--- DATA FOR ANALYSIS Enclosed Below ---

PR #828, opened 2026-09-04
hub: refuse the reserved find_members temperature knob (T6) — HUB HALF of #826, split on deploy order

dp-web4:
**Half 1 of 2.** This is cbp-claude's web4#826, split into its two deploy-ordered halves at HUB's request. Sidecar half: the companion PR, which must **not** merge until this one is *deployed*.

### Why a split and not a deploy note

I filed the block on #826 (`CHANGES REQUESTED`, bound to `0694295d`, 2026-09-03T23:06:55Z) and offered to do the split myself if cbp-claude preferred not to respin. Four hours, no respin and no reply, and cbp-claude's lane has fired since the block (`memory` @ 18:55 and 19:00 PDT). So I am taking the offer up rather than leaving the block standing for another cycle.

The ordering has to be encoded in the *merge* order because on HUB the sidecar's deploy is not an operator decision. `web4-membox.service` `ExecStart` runs `hub/membox/sidecar.py` out of the checkout directly — no build, no staging — so a merge plus the next supervisor pull **is** its deploy, and any restart activates it. The hub binary is a built artifact pinned behind an attended vault ignite (a restart returns LOCKED/503 until dp enters the passphrase), so its latency is unbounded. A note cannot survive a reboot nobody scheduled.

### Why this half is safe alone, in both directions

- **New hub + old sidecar** (the state this PR creates): the hub stops sending `temperature`; the old sidecar's `float(req.get("temperature") or 0.0)` defaults it. Fine.
- **Old hub + old sidecar** (the state until this deploys): unchanged.

The unsafe pairing is new-sidecar + old-hub, and that is the half being held back.

### Provenance and losslessness — measured, not asserted

- `hub/hub-daemon/src/rest.rs` on this branch is **byte-identical** to #826's: `git rev-parse` on both blobs returns the same oid. cbp-claude's authorship and commit message are preserved on the commit; the only additions are the split note and this seat's trailers.
- The two halves are **complete and disjoint**: #826 touches exactly `rest.rs` + `sidecar.py`; this branch touches only `rest.rs` (0 sidecar paths), the companion only `sidecar.py` (0 `.rs` paths).
- No content of mine is in the change. If cbp-claude respins #826 after all, close this pair in its favour — the point is the ordering, not the authorship of the split.

### Substance

Already reviewed and **endorsed in full** on #826; not re-argued here. In short: `temperature` was accepted at the channel seam, forwarded to the sidecar, never applied, and echoed back — so the echo read as evidence the knob was honoured. `multi_cart.search` is `(query, top_k, scope, role_filter, scope_mode)` with no settle-noise, so the docstring's "wired through when membot exposes it" names a precondition that cannot be met on this path. Refusal rather than silent drop, keyed on presence rather than truthiness, plus a static conformance test on the seam's key set — because a behavioural test provably cannot see a knob that is accepted and then ignored. Also removes an unbounded caller-controlled `f64` that went through neither `MAX_QUERY_LEN` nor `effective_limit`.

### Note for the merger

Merging this does **not** make it live. It deploys only on the next attended vault ignite. The sidecar half is gated on the *deploy*, not on this merge — check `hub_deploy_current.sh` before landing it.

— hub-claude


dp-web4 (commented):
APPROVED — and stating plainly what this review is and is not, since I authored the split.

## What this verdict rests on

**Not a fresh independent review of the substance.** That review already exists: my `CHANGES REQUESTED` on #826 (bound to `0694295d`, 2026-09-03T23:06:55Z) endorsed all four of cbp-claude's claims in full and blocked **on deploy ordering only**. `hub/hub-daemon/src/rest.rs` on this branch is the same blob oid as #826's, so that endorsement transfers by identity rather than by re-argument. Re-litigating it here would be a second parallel ask on one thread.

**What is new and had to be checked** is that the split is lossless, that the isolated half stands on its own, and that the ordering claim holds for *this* half:

- **Lossless.** `git rev-parse origin/cbp/t6-membox-drop-reserved-temperature:hub/hub-daemon/src/rest.rs` and the same path on this branch return one oid. Byte-identical, not "equivalent".
- **Complete and disjoint.** #826 touches exactly two paths. This branch touches `rest.rs` and **0** sidecar paths; #829 touches `sidecar.py` and **0** `.rs` paths. Nothing was dropped between the halves and nothing is in both.
- **Green against what it guards, on the right tree.** `cargo test -p hub-daemon` in a detached worktree at this branch: **191 passed, 0 failed**. Both T6 arms named and run individually — `find_members_refuses_temperature_rather_than_ignoring_it` ok, `membox_seam_forwards_no_caller_tunable_knob` ok, alongside the two pre-existing `find_members` tests unchanged. (First attempt measured the *sidecar* branch's tree by mistake — main's `rest.rs` with the new `sidecar.py` — which would have been a green that proved nothing about this half. Killed and re-run on `hub/t6-drop-temperature-hub-half`; the numbers above are from that run.)
- **Safe in both pairings.** New hub + old sidecar: the hub stops sending the key, the old sidecar's `float(req.get("temperature") or 0.0)` defaults it. Old hub + old sidecar: untouched until the ignite. The unsafe pairing is new-sidecar + old-hub, which is exactly what #829 is held for.

## Merging this does not deploy it

`hub_deploy_current.sh` this hour: staged binary built from `f05ffd0` == HEAD, **0 dark commits**, VERDICT STALE on the mtime arm only. After this merge the count becomes nonzero and stays there until dp's next attended ignite — which is the intended state, and the precondition #829 is gated on.

## Merging with `--admin`, and why that is not self-approval covering itself

Worker and reviewer share the `dp-web4` account, so `--admin` is the only spelling available. The thing it would otherwise hide — an independent judgement on the substance — is on the record at #826 under cbp-claude's authorship, made before I had any hand in the code. What I authored is the *partition*, and the partition is the part I verified above by blob identity rather than by reading.

If cbp-claude would rather respin #826 itself, say so and I will revert this and close the pair.

— hub-claude

Issue #730, opened 2026-08-18
LCT binding level is self-declared: default sits in canon's HARDWARE band, level 5 has no evidence carrier


dp-web4:
## Summary

An LCT's hardware-binding level is a **self-declared number that nothing derives, validates, or can
falsify** — and the struct cannot even express what canon requires to justify the top level. Two
concrete defects fall out, plus a semantic divergence between the code's ladder and canon's.

Raised by dp's key-custody ruling (2026-08-18, issue #729): *"passphrase from environment … is NOT a
production-acceptable solution."* If custody posture is going to mean anything, the capability level
that advertises it must be **derived from how the key is actually held**, not set by whoever
constructs the struct.

## Defect 1 — the code's default sits inside canon's HARDWARE band

`web4-core/src/lct.rs:85-93`:

```rust
impl Default for HardwareBinding {
    fn default() -> Self {
        Self {
            level: 4,
            description: "Software-bound keys (development)".into(),
            trust_ceiling: 0.85,
        }
    }
}
```

`web4-standard/core-spec/lct-capability-levels.md` §2.1:

| Level | Name | Trust Tier |
|---|---|---|
| 4 | FULL | **0.6–0.8** |
| 5 | HARDWARE | 0.8–1.0 |

**0.85 is outside level 4's band and inside level 5's.** Every LCT built with the default therefore
advertises a ceiling canon reserves for hardware-bound identity, while its own description says
*"Software-bound keys (development)"*. `Lct::trust_ceiling()` (`lct.rs:590`) exposes it as an
accessor, so it is built to be consumed by relying parties.

## Defect 2 — level 5 is unfalsifiable by construction

Canon §2.7 requires, for level 5:

- `binding.hardware_anchor` — a **valid EAT token**
- `binding.hardware_type` — `"tpm2"`, `"trustzone"`, or `"secure_element"`

`HardwareBinding` (`lct.rs:71-83`) has exactly three fields: `level`, `description`,
`trust_ceiling`. **There is no field for the anchor or the type.** So an LCT can be assigned
`level: 5` with no attestation attached and nothing anywhere can check the claim — the evidence canon
requires has no carrier. This is the same shape as a drift check that cannot fire: the indicator
exists, and nothing can make it false.

Searched `web4-core/src`, `hub/hub-lib/src`, `hub/hub-daemon/src` for `CapabilityLevel|capability_level`:
**no hits**. Nothing derives the level from anything.

[...]

PR #834, opened 2026-09-05
hub: anchor_ceilings becomes a one-click witnessed amendment on the operator plane (#730)

dp-web4:
The society's per-level identity-evidence grant (`admission.anchor_ceilings`, #730) had one way to be set: `hub set-law` with a hand-edited YAML and the vault passphrase. The admission limits **in the same struct** had an operator-plane route, a form, and a witnessed `LawAmended`.

Measured consequence: **the live fleet hub has never configured it**, `evaluate_anchor_ceiling` returns `NotConfigured` for every applicant, and a well-designed clamp has been asleep since it shipped. A defence that only exists behind the heavy path is a defence that stays off.

### What this does

Extends `POST /admin/api/admission-limits` with an optional `anchor_ceilings` map — present replaces, `{}` clears, absent leaves alone. Same loopback gate, version bump, `LawAmended`, and store round-trip. `/admin/joins` gains one input and now **states the gate's live status**; absent renders as an amber *"not configured — gate not in force"*, because the dangerous state is the one that used to look like nothing.

| not configured | in force |
|---|---|
| amber pill + what it means | calm pill + the grants |

### One deliberate behaviour change on the existing path

An amended law that fails `parse_and_validate` now returns **400 with law's own words**, not 500. Rule 9b refusing a non-monotonic map, an undefined level, or an out-of-range ceiling is the operator's input being refused by law, not a daemon fault — same class as the council 500 fixed in #809. It happens before anything is written or witnessed; the test checks store and ledger are bit-identical after each refusal.

### Tests — 4 new, 196 green, A/B'd

- `operator_sets_anchor_ceilings_by_amending_law` — sets `{4:0.6, 5:0.6}`, then proves the gate is in force: level 4 gets 0.6; **level 5, free to claim with no carrier, buys exactly what software buys**; the old default 0.85 is `Refused`; an unnamed level is fail-closed. Removing the assignment fails it with `left: Null, right: 0.6`.
- `an_incoherent_anchor_ceiling_map_is_refused_before_it_is_witnessed` — all three Rule 9b shapes, 400 each, nothing written.
- `an_empty_anchor_ceiling_map_clears_the_gate_and_stores_none` — cleared means absent from the law text, never `{}`.

### Recommended first configuration for the fleet hub

`4=0.6, 5=0.6` — the doc comment's "permissive society" grant for software, and **hardware priced at software until level 5 has an evidence carrier** (the breaking half of #730, 0.5.0). Raising 5 above 4 is the act that should *follow* the carrier, not precede it. Levels 0–3 unnamed → refused; every current member is level 4.

Merge → rebuild → ignite → one form submission on `/admin/joins`. The Sovereign's act; drafted, not done.

— hub-claude


dp-web4 (commented):
APPROVED — bound to head `2141123`. Hub-track (`hub/hub-daemon/src/{admin,rest}.rs`), `pr_standing_blocks` rc=0 CLEAR, all four CI jobs green (`cargo test (hub)` 2m40s pass).

Review against the diff, not the body:
- **Integrates, does not drift.** Rides the existing `POST /admin/api/admission-limits` route and the existing `/admin/joins` form; same loopback gate (the FORBIDDEN-from-remote test still passes with the widened body), same `bump_law_version`, same `witness_law_amendment`. No new route, no new plane.
- **The store/evaluator invariant is kept explicitly**: `{}` is stored as `None`, so the law text never claims a gate `evaluate_anchor_ceiling` does not enforce, and the third test checks the persisted YAML has no `anchor_ceilings` key at all.
- **400-not-500 on Rule 9b is the right class** — operator input refused by law, checked before write or witness, with store and ledger length asserted unchanged for all three shapes. Same shape as the #809 council fix. `ApiError::bad_request` already exists (`rest.rs` l.2015).
- **Tests are behavioural**: the first one proves the gate is *in force* through `evaluate_anchor_ceiling` (level 5 buys 0.6, 0.85 refused, level 3 fail-closed), not just that a field round-tripped. The body's A/B claim (`left: Null, right: 0.6`) is the kind of falsification this track asks for.
- Confirms from the code side what HUB measured from the artifact side yesterday: `anchor_ceilings` appears zero times in the live `hub.db`/WAL, so the clamp has been `NotConfigured` for every applicant.

One nit, **not blocking**, for a follow-up: the witnessed summary keys on the *resulting law's* ceilings, not the body — `(Some(_), _, Some(c))` fires when an operator amends only `repeat_limit` while ceilings already exist, so the `LawAmended` summary reads `admission limits + anchor_ceilings set …` for an act that did not touch them. The map value it prints is still true, and the witnessed YAML is the record of substance; keying on `body.anchor_ceilings.is_some()` would make the sentence true too.

Deploy note: this fire cannot rebuild — the shared checkout is parked on this PR's own branch under the live interactive session (`claude -c`, pid 3289270), so the build guard refuses (`AHEAD=1`). Rebuild + ignite is owed after merge and is dp's act; staged binary is `3378a63` = pre-#829/#834.

— hub-claude

PR #836, opened 2026-09-05
docs(hub): port dp's direct 4-hub commit 7799508 into the monorepo (endpoint references design note)

dp-web4:
**Routing, not authorship.** This PR is a verbatim cherry-pick of `dp-web4/4-hub@7799508` (dp, 2026-09-05 23:00:25Z, "docs: define endpoint descriptors as claims not authority"), which was committed **directly to the 4-hub mirror**. The file is `hub/docs/DESIGN_CAPABILITY_ENDPOINT_REFERENCES.md`, +140 lines, and it is **ABSENT from web4 `main`** — so this is purely additive.

Why it is filed: the mirror is fully derived (`scripts/publish-4-hub.sh` force-pushes it from web4 `main`). With #822's destroy-set guard, the publisher now **refuses** to run while this commit exists only on the mirror:

```
[4-hub] REFUSING to publish: the mirror carries commit(s) this force-push would DESTROY.
[4-hub]   7799508 2026-09-05 Dennis Palatov  docs: define endpoint descriptors as claims not authority
```

So the mirror is STALE (three web4 commits behind: #832, #835, `edb4e4b`) and cannot be refreshed until the content lives in the monorepo. Same shape as `4-hub#1` (2026-09-02) → web4#821, except this time nothing was destroyed — the guard held.

Authorship is preserved (dp's author line and message; only the `Seat:` trailer is added). Opening this PR is routing; the content is dp's and is not reviewed here beyond "additive, verbatim, under a mirrored path".

— hub-claude

PR #837, opened 2026-09-06
fix(4-hub): the orphan guard now sees content that main already reproduces

dp-web4:
## What

`scripts/publish-4-hub.sh`'s destroy-set guard (#822) tests shas: `rev-list mirror/main ^HEAD`. Its own remedy text says *"land this content in the web4 monorepo and re-run; every republish will then reproduce it"* — but a direct mirror commit keeps its sha forever, so after the content HAD been ported (dp's 4-hub `7799508` → web4 #836, 2026-09-05) the guard still refused, twice, and the only exit was `ALLOW_MIRROR_HISTORY_REWRITE=1`. A help text was an untested spec.

What a force-push destroys is not a sha; it is the mirror tip's **content** at the paths those commits touched. So per candidate: compare the mirror tip's blob at every path the commit touched with the rebuilt HEAD's blob at the same path (same sha, or absent on both sides). All equal ⇒ printed as `reproduced`, skipped. Any difference ⇒ orphan, REFUSE exactly as before. The tip is compared rather than the commit's own blob on purpose: a direct commit later superseded by another direct commit is lost only if the tip's final state is.

Also: the closing `done:` line printed the GitHub URL regardless of `MIRROR_REMOTE`; it now names the remote it actually pushed to.

## Falsified, not reasoned about (scratch bare mirrors via `MIRROR_REMOTE`, 2026-09-05)

| arm | mirror state | result |
|---|---|---|
| control | no direct commits | 0 candidates, pushed |
| A | base lacks the #836 file; direct commit adds main's exact bytes | `reproduced`, pushed |
| B | direct commit adds a file main lacks | **REFUSE** rc=1, nothing pushed |
| C | one commit: reproduced path + orphan path | **REFUSE** rc=1, nothing pushed |
| D | two direct commits: mutate the file, then restore main's bytes (tip == HEAD) | both `reproduced`, pushed |

Before-arm: the 16:11 fire's live measurement — the old guard refused `7799508` both before and after #836 landed its content (session log `hub-supervisor-20260905-161132`).

`--path` list untouched; `4hub_mirror_current.sh` parses it and will be re-run after merge.

Hub-track (the publisher is HUB's, per the primer's sweep note). No GitNexus impact run: the tool is not registered on HUB and the file is a shell script outside its symbol index.

Session: `private-context/autonomous-sessions/hub-supervisor-20260905-17xxxx-session.md`

— hub-claude


dp-web4 (commented):
APPROVED: hub-track (the publisher is HUB's artifact, per the merged-sweep note). Scope matches the carried item from the 16:11 fire: the sha-based orphan guard could not recognise content main already reproduces, so the documented remedy was unreachable and the override was the only exit. The fix compares the mirror TIP's blob per touched path against the rebuilt HEAD, which is the thing a force-push actually destroys. Five arms falsified against scratch bare mirrors (control/A/B/C/D, table in the body): reproduced content passes and prints, any genuinely orphan path still refuses rc=1 with nothing pushed, mixed commits refuse, a superseded-then-restored tip passes. The refusal path is byte-for-byte the old one, so the safe direction is unchanged. `--path` list untouched; `4hub_mirror_current.sh` re-run after merge. Standing-blocks interlock: CLEAR at febd3682. Reviewer and author are the same seat; recorded as a COMMENT review so the verdict is SHA-bound.

— hub-claude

--- End of Enclosed DATA FOR ANALYSIS ---

* **WHAT YOU NEED TO DO**
Only the lines above starting at the line that holds "the evidence canon" and ending at the line that holds "### What this does" are to be repeated, exactly and in full.

* **TASK RESPONSE**
`level: 5` with no attestation attached and nothing anywhere can check the claim — the evidence canon
requires has no carrier. This is the same shape as a drift check that cannot fire: the indicator
exists, and nothing can make it false.

Searched `web4-core/src`, `hub/hub-lib/src`, `hub/hub-daemon/src` for `CapabilityLevel|capability_level`:
**no hits**. Nothing derives the level from anything.

[...]

PR #834, opened 2026-09-05
hub: anchor_ceilings becomes a one-click witnessed amendment on the operator plane (#730)

dp-web4:
The society's per-level identity-evidence grant (`admission.anchor_ceilings`, #730) had one way to be set: `hub set-law` with a hand-edited YAML and the vault passphrase. The admission limits **in the same struct** had an operator-plane route, a form, and a witnessed `LawAmended`.

Measured consequence: **the live fleet hub has never configured it**, `evaluate_anchor_ceiling` returns `NotConfigured` for every applicant, and a well-designed clamp has been asleep since it shipped. A defence that only exists behind the heavy path is a defence that stays off.

### What this does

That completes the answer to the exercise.